Cudagrind - Memory Transaction Checking for CUDA
Valgrind, and specifically the included tool Memcheck, offers an easy and reliable way for checking the correctness of memory operations in programs. This works in an unintrusive way where Valgrind translates the program into intermediate code and executes it on an emulated CPU. The heavy weight tool Memcheck uses this to keep a full shadow copy of the memory used by a program and tracking accesses to it. This allows the detection of memory leads and checking the validity of accesses.

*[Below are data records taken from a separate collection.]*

PR #2823, opened 2018-08-01
Move foreman-rails repo to foreman-release

ekohl:
This moves the foreman-rails repo to foreman-release. It's tied to the foreman release cycle and is versioned in the same way. This avoids a lot of the problems with ensuring we have the proper version installed and obsolete the older versions.

We also only depend on centos-release-scl-rh. We used to require SCLo repositories for Rails 4.2 but now we ship our own repository for this.

This is also intended to be backported to 1.17, 1.18 and 1.19. That's why I'd prefer it's merged before https://github.com/theforeman/foreman-packaging/pull/2822 because that's harder to backport.


ekohl:
Will need https://github.com/theforeman/foreman-packaging/pull/2799 to build. After that's merged I'll rebase.

packages/foreman/foreman-release-scl/foreman-release-scl.spec
```diff
@@ -1,17 +1,15 @@
...
 License:  GPLv3+
-URL:      http://theforeman.org
-Source0:  tfm-ror51.repo
-Source1:  copr.gpg
+URL:      https://theforeman.org
 
 BuildArch: noarch
 
-Requires: centos-release-scl
+Requires: centos-release-scl-rh
```
ekohl: I'm leaning to doing this in a `7-2` so we can cherry pick it to 1.17 and 1.18.

packages/foreman/foreman/foreman.spec
```diff
@@ -33,9 +33,12 @@ Source8: %{name}.gpg
 Source9: message_encryptor_extensions.rb
 Source10: %{executor_service_name}.sysconfig
 Source11: %{executor_service_name}.service
+Source12: %{name}-rails.repo
```
ekohl: Should this be a separate file or should we include it in `foreman.repo`?

ekohl:
I'm not sure splitting out foreman-release actually makes it better and this is easier to cherry pick to older releases. It's green now so ready for a final review.

ehelms:
Given the impending nature of 1.19, is it worth backporting to 1.17?

ekohl:
We did talk about a 1.17.2 release and as it stands now that will introduce issues when we release packages so I do think it's worth it.

PR #2824, opened 2018-08-01
[1.19] Move foreman-rails repo to foreman-release

ekohl:
This moves the foreman-rails repo to foreman-release. It's tied to the foreman release cycle and is versioned in the same way. This avoids a lot of the problems with ensuring we have the proper version installed and obsolete the older versions.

Though suited for a wide variety of programs, this approach still fails when accelerator based programming models are involved. The code running on these devices is separate from the code running on the host. Access to memory on the device and starting of kernels is being handled by an API provided by the driver being used. Hence Valgrind is unable to understand and instrument operations being run on the device.
The Cudagrind tool has been developed to circumvent this limitation. A set of wrappers, covering a subset of the CUDA Driver API functions responsible for memory operations, are being provided. These allows to check whether memory is fully allocated during a transfer and, through the functionality provided by Valgrind, whether the memory transfered to the device from the host is defined and addressable. Through this technique it is possible to detect a number of common programming mistakes, which are very difficult to debug by other means. Additionally certain types of race conditions connected to memory operations between host and device are being detected by Cudagrind.

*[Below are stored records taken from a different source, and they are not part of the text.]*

PR #2825, opened 2018-08-01
source_files arg to fetchbuilder

komidore64:
this allows one to point to source files that are already built

* [x] Nightly
* [ ] 1.19
* [ ] 1.18
* [ ] 1.17

---

### DIFF
--- a/rel-eng/custom/custom.py
+++ b/rel-eng/custom/custom.py
@@ -199,6 +199,10 @@ class ForemanSourceStrategy(SourceStrategy):
 
     def _fetch_prebuilt_local(self):
         source_files = [os.path.expanduser(source_file) for source_file in self.builder.args['source_files']]
+        if self.builder.args['git_hash']:
+            gitsha = self.builder.args['git_hash'][0]
+        else:
+            raise Exception("Specify '--arg git_hash=...' when using '--arg source_files=...[,...]")
         dest_dir = os.path.join(self.builder.rpmbuild_sourcedir, 'archive')
         if not os.path.exists(dest_dir):
             os.mkdir(dest_dir)
@@ -207,11 +211,7 @@ class ForemanSourceStrategy(SourceStrategy):
             debug("Copying %s to %s" % (src, os.path.join(dest_dir, os.path.basename(src))))
             shutil.copy(src, os.path.join(dest_dir, os.path.basename(src)))
 
-        gitsha = self.builder.args['git_hash'][0]
-        if gitsha:
-            return "git%s" % gitsha[0:7]
-        else:
-            return ""
+        return "git%s" % gitsha[0:7]
 
     def _get_version(self):
         """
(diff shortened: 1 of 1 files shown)


rel-eng/custom/custom.py
```diff
@@ -195,6 +197,18 @@ def _fetch_local(self):
...
 
+    def _fetch_prebuilt_local(self):
+        source_files = [os.path.expanduser(source_file) for source_file in self.builder.args['source_files']]
+        dest_dir = os.path.join(self.builder.rpmbuild_sourcedir, 'archive')
+        if not os.path.exists(dest_dir):
+            os.mkdir(dest_dir)
+
+        for src in source_files:
+            debug("Copying %s to %s" % (src, os.path.join(dest_dir, '')))
+            shutil.copy(src, os.path.join(dest_dir, ''))
```
ekohl: I'd prefer to be explicit and use `os.path.basename(srcfile)` instead of an empty string.

komidore64:
@ehelms @ekohl updated based on comment

rel-eng/custom/custom.py
```diff
@@ -195,6 +197,18 @@ def _fetch_local(self):
...
+        source_files = [os.path.expanduser(source_file) for source_file in self.builder.args['source_files']]
+        dest_dir = os.path.join(self.builder.rpmbuild_sourcedir, 'archive')
+        if not os.path.exists(dest_dir):
+            os.mkdir(dest_dir)
+
+        for src in source_files:
+            debug("Copying %s to %s" % (src, os.path.join(dest_dir, os.path.basename(src))))
+            shutil.copy(src, os.path.join(dest_dir, os.path.basename(src)))
+
+        return ""
```
ekohl: What does an empty string mean here? Do we need a return value?

komidore64: Other `_fetch*` methods return a gitrev string for source, but since we're just pointing to a file we don't have any kind of hash, so empty string. That gets concatenated into the release which results in just a timestamp.

komidore64:
don't merge this yet

komidore64:
okay, now it's ready for review again

rel-eng/custom/custom.py
```diff
@@ -195,6 +197,22 @@ def _fetch_local(self):
...
+        source_files = [os.path.expanduser(source_file) for source_file in self.builder.args['source_files']]
+        dest_dir = os.path.join(self.builder.rpmbuild_sourcedir, 'archive')
+        if not os.path.exists(dest_dir):
+            os.mkdir(dest_dir)
+
+        for src in source_files:
+            debug("Copying %s to %s" % (src, os.path.join(dest_dir, os.path.basename(src))))
+            shutil.copy(src, os.path.join(dest_dir, os.path.basename(src)))
+
+        gitsha = self.builder.args['git_hash'][0]
```
ekohl: This will raise an `IndexError` or a `KeyError` if it's not passed in. IMHO that's not a problem and actually a feature, but I'd do it at the start of the function so we reject builds without a git sha. We can also raise an exception with a bit more helpful error message.

ekohl:
Thanks!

Cudagrind has been tested with and should run with the following system parameters:
- Valgrind 3.6.0 or higher
- CUDA SDK 4.0 or higher and compatible CUDA driver
- GCC 4.4.7 or compatible
Different compilers should work, as long as they support the C99 standard and GCC's C-(de)constructor extension.

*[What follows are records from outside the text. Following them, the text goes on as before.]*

PR #2827, opened 2018-08-02
Include redhat_access plugin static assets in the spec

dLobatog:
This plugin is not configured to compile the static assets, hence I'm
adding them to the spec.

Meant to fix https://bugzilla.redhat.com/show_bug.cgi?id=1610971

* [x] Nightly
* [x] 1.19
* [x] 1.18
* [ ] 1.17

---

Thanks for reviewing!


packages/katello/rubygem-redhat_access/rubygem-redhat_access.spec
```diff
@@ -86,6 +86,11 @@ cp -pa $RPM_BUILD_DIR/%{gem_name}-%{version}/config/config.yml.example %{buildro
 %foreman_bundlerd_file
 %foreman_precompile_plugin -s
 
+# This plugin is not able to compile static assets directly
+mkdir -p %{buildroot}/%{rubygem_redhat_access_dir}/public/assets
+cp -r  $RPM_BUILD_DIR/%{gem_name}-%{version}/vendor/assets/images/*  %{buildroot}/%{rubygem_redhat_access_dir}/public/assets
```
ekohl: The `rubygem_redhat_access_dir` macro is undefined. You can see that in the build error as well:

```
   /%{rubygem_redhat_access_dir}/public/assets/insights/Icon_RH_Document_Blueprint_RGB_Button.png
```

packages/katello/rubygem-redhat_access/rubygem-redhat_access.spec
```diff
@@ -3,19 +3,20 @@
 
 %global gem_name redhat_access
 %global plugin_name redhat_access
+%global rubygem_redhat_access_dir %{gem_dir}/gems/%{gem_name}-%{version}
```
ekohl: This is equivalent to `%gem_instdir` so I'd prefer to use that.

dLobatog:
Updated to *not* use the `global` and use %gem_instdir instead, thanks @ekohl

packages/katello/rubygem-redhat_access/rubygem-redhat_access.spec
```diff
@@ -86,6 +86,11 @@ cp -pa $RPM_BUILD_DIR/%{gem_name}-%{version}/config/config.yml.example %{buildro
 %foreman_bundlerd_file
 %foreman_precompile_plugin -s
 
+# This plugin is not able to compile static assets directly
+mkdir -p %{buildroot}/%{gem_instdir}/public/assets
+cp -r  $RPM_BUILD_DIR/%{gem_name}-%{version}/vendor/assets/images/*  %{buildroot}/%{gem_instdir}/public/assets
```
ekohl: Some things do refer to `static/images/Icon_RH_Software_Data_CMYK_Button.png`. I suspect the real reason is that it refers to the exact filenames while asset compilation renames them to hashes so you can use caching.  That leads me to think that any changes to those images will not properly propagate to users on upgrades since we send caching headers.

Another possible reason is that files are moved here from one directory to another which breaks relative paths.

I don't have time to really look into it, but that's just bugs waiting to happen. I'm OK with including this hack now, but would you mind creating an issue upstream that this should be fixed?

lphiri: There is a bit of history here :).
These assets are imported from the Insights app in the Customer Portal and requested by exact filename by the Insights UI Angularjs javascript files (also imported from the Portal app).

ekohl: @lphiri that explains the issue, but we still need to solve the caching. We set expire headers for access plus 1 year which means if any user retrieves `Icon_RH_Software_Data_CMYK_Button.png` then their browser caches that file for a year. This can greatly increase the performance for a user (especially on low bandwidth networks), but it also means you can't change those files on upgrade or the user can get weird inconsistent results. Because of that files are renamed to `<name>-<hash>.extension` and those filenames are used. So this hack works around the issue at first sight, but creates bugs in the long run.

lphiri: @ekohl thats correct - we do need to fix the caching issue long term - I was just adding info for background.

ares:
@ekohl I see the PR is acked, is there something that blocks next step?

PR #2830, opened 2018-08-02
Add gofer to katello-nightly-rhel7

ekohl:


ehelms:
Closing since we dropped katello client repos

PR #4234, opened 2019-10-25
Bump foreman_ansible to 4.0.0

xprazak2:


lzap:
Can you bump ReX dependency to 2.0? This will probably need a new gem release. Need this for https://github.com/theforeman/foreman-packaging/pull/4234

xprazak2:
@lzap, seems like that dependency is already bumped in [gemspec](https://github.com/theforeman/foreman_ansible/blob/master/foreman_ansible.gemspec#L26), I made corresponding changes here as well.

sbernhard:
[test rpm]

ares:
seems the scratch build is there, the rpm job still fails on

```
unresolved deps:
[2019-11-05T06:56:34.821Z]          tfm-rubygem(foreman_remote_execution) >= 0:2.0
```
even though 2.0.2 was merged yesterday, the pluging didn't make it to nightlies yet, which may be the cause?

evgeni:
and nightlies now fail repoclosure, because the ansible and salt in there needs older rex, going to merge as is.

To compile the tool download the most recent Tarball and make sure the include and library directories of both Valgrind and the CUDA driver are set properly in the Makefile. Then simply call 'make new' to build the dynamic Cudagrind library.
To check a program with Cudagrind simply preload Cudagrind's libcudagrind.so and the CUDA driver's 'libcuda.so' in this order and execute the program with valgrind (or more specifically with the Valgrind tool Memcheck).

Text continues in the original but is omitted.